## Dataset excerpts
++++++

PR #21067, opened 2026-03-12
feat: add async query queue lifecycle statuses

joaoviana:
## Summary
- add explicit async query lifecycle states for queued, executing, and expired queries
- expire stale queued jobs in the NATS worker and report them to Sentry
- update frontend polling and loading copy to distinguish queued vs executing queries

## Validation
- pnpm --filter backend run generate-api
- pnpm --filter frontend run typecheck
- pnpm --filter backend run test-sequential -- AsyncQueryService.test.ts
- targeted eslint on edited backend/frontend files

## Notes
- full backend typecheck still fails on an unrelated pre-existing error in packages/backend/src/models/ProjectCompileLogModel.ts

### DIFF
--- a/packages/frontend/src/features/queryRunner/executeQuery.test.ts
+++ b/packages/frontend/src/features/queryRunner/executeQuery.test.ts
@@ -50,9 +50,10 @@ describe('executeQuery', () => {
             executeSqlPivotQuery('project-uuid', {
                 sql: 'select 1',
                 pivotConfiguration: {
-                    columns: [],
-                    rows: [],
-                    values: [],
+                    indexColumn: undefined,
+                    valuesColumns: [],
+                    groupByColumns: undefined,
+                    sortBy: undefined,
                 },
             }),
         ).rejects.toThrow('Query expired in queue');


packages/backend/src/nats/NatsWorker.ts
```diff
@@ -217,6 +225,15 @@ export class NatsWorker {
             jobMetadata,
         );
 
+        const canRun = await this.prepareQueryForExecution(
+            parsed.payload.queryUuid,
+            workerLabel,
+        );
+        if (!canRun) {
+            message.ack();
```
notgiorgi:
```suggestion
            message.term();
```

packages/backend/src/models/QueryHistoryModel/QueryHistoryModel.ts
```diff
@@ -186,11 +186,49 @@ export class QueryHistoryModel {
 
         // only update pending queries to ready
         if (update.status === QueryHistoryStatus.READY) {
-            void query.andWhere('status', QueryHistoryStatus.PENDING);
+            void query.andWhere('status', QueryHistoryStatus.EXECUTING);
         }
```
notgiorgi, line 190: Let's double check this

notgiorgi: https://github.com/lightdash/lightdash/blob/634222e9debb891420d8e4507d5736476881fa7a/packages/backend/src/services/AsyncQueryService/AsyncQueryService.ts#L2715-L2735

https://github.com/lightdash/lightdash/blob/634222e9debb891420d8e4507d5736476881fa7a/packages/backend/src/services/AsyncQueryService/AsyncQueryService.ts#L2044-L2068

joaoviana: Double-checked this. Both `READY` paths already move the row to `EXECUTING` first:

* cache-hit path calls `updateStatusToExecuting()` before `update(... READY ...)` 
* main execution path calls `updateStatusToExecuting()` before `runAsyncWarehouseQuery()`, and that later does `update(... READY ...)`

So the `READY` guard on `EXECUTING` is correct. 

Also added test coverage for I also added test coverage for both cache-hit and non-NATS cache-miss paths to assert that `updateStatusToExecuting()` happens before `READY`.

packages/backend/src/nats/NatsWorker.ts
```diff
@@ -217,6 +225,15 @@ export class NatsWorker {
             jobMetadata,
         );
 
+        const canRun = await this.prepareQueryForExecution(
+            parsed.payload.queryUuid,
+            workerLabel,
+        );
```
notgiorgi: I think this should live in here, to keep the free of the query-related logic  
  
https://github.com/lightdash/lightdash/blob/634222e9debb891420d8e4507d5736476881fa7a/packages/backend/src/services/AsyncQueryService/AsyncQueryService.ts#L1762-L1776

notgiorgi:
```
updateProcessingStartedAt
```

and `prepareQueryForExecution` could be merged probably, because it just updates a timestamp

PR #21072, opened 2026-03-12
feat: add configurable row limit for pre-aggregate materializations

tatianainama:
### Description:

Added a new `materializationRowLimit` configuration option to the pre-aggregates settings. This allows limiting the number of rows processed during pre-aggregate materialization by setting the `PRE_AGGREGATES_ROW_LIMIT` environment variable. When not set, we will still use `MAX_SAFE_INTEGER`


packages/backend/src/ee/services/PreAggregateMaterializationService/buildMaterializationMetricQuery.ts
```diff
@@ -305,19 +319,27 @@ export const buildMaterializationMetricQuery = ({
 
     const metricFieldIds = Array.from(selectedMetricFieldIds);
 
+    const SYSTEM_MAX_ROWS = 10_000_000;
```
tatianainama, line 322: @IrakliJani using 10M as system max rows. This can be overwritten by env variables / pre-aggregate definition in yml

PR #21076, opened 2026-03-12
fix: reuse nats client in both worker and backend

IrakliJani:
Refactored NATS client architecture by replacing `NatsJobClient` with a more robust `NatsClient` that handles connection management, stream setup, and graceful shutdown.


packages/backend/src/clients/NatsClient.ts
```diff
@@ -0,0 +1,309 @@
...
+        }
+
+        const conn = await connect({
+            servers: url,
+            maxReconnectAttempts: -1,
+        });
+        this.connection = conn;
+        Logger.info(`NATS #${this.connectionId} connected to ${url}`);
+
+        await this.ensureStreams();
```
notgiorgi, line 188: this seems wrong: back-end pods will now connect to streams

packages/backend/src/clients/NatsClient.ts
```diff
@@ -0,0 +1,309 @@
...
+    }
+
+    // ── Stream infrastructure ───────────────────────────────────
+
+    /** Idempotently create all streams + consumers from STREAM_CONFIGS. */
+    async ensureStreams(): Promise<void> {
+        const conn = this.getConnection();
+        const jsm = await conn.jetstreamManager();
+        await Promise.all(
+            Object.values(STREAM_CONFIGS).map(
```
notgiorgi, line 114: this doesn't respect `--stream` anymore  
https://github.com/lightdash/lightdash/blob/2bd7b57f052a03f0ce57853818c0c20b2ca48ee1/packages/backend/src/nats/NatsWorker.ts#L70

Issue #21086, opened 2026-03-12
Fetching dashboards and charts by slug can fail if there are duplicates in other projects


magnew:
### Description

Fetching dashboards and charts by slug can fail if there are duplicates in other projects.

++++++

## Task description
Gather from the data above every line with the string "lightdash".

## Expected answer
notgiorgi: https://github.com/lightdash/lightdash/blob/634222e9debb891420d8e4507d5736476881fa7a/packages/backend/src/services/AsyncQueryService/AsyncQueryService.ts#L2715-L2735
https://github.com/lightdash/lightdash/blob/634222e9debb891420d8e4507d5736476881fa7a/packages/backend/src/services/AsyncQueryService/AsyncQueryService.ts#L2044-L2068
https://github.com/lightdash/lightdash/blob/634222e9debb891420d8e4507d5736476881fa7a/packages/backend/src/services/AsyncQueryService/AsyncQueryService.ts#L1762-L1776
https://github.com/lightdash/lightdash/blob/2bd7b57f052a03f0ce57853818c0c20b2ca48ee1/packages/backend/src/nats/NatsWorker.ts#L70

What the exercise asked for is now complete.